Apologizing as a way of asserting your needs might seem like a softer approach, but it can lead to confusion and misunderstandings.

So if you’re frequently saying “sorry” in this manner, it might be worth considering whether it’s your way of asserting your needs indirectly.

Recognizing this can be the first step towards learning to communicate your needs more clearly and assertively.

7) The need for approval

Lastly, if you’re constantly saying “sorry”, it could be a sign that you’re seeking approval.

We all desire acceptance and approval to some extent, but when it drives us to apologize excessively, it may indicate a deeper issue.

This could be rooted in childhood experiences where approval was conditional or hard to come by.

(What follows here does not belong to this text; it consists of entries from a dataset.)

Issue #883, opened 2021-02-04
Add metadata field to channels API 


paulodiniz:
Add `metadata` to the channels API.

We can use this library to output the JSON https://github.com/airyhq/airy/pull/891

lucapette:
the thing with the naming here is that the endpoints should be called `userdata.upsert` (which is 100% horrible :D). So I can't really propose anything better than:

- `/metadata.upsert` 
- `{metadata: {contact, tags..., custom: {}}`

I don't love it... but less confusing than what we have already. My fav solution would be:

`{name_i_dont_have_yet: {contact, tags, ..., metadata: {}}}` (but maybe there's really not a good name for this

chrismatix:
`userMetadata` is overly descriptive. Perhaps that works?

lucapette:
@chrismatix it does... but my point is also that it should stay in sync with the endpoint. So I'm not sure you're suggesting `/usermetadata.update` (or maybe this is a non-requirement? That's also a valid answer I think)

chrismatix:
It seems intuitive, but if the request payload already contains `userMetadata`, I think we can keep the endpoint's name `/metadata.upsert` and it still makes sense.

lucapette:
yeah I think it's reasonable!

PR #908, opened 2021-02-08
WIP: Channel metadata API changes

chrismatix:
channels part for #883


backend/api/communication/src/main/java/co/airy/core/api/communication/Mapper.java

As psychologist Dr. Wayne Dyer famously said, “Your worth is not established by teaching or learning. Your worth is established by God.”

Remember, your value isn’t determined by the approval of others.

So, if you’re often saying “sorry”, consider whether it’s your way of seeking validation and start working towards finding approval within yourself.

Concluding thoughts

The fascinating world of psychology allows us to dive deep into our behaviors and tendencies, often revealing patterns rooted in our childhood experiences.

In this journey of self-discovery, we’ve uncovered that constantly saying “sorry” might be more than just a harmless habit.

It could be a reflection of deep-seated traits such as heightened empathy, fear of rejection, the need for perfection, low self-esteem, conflict avoidance, indirect assertiveness, and the need for approval.

Understanding these traits is the first step towards personal growth. It’s akin to proofreading our life’s script, identifying areas that need tweaking or rewriting completely.

So the next time you find yourself on the verge of an unnecessary apology, take a moment to reflect.

Ask yourself what’s driving that “sorry”. Remember, self-awareness is the first step towards meaningful change.

As you continue on your journey of self-improvement and personal growth, take this newfound understanding with you. And remember to be kind to yourself along the way.

After all, we’re all works in progress.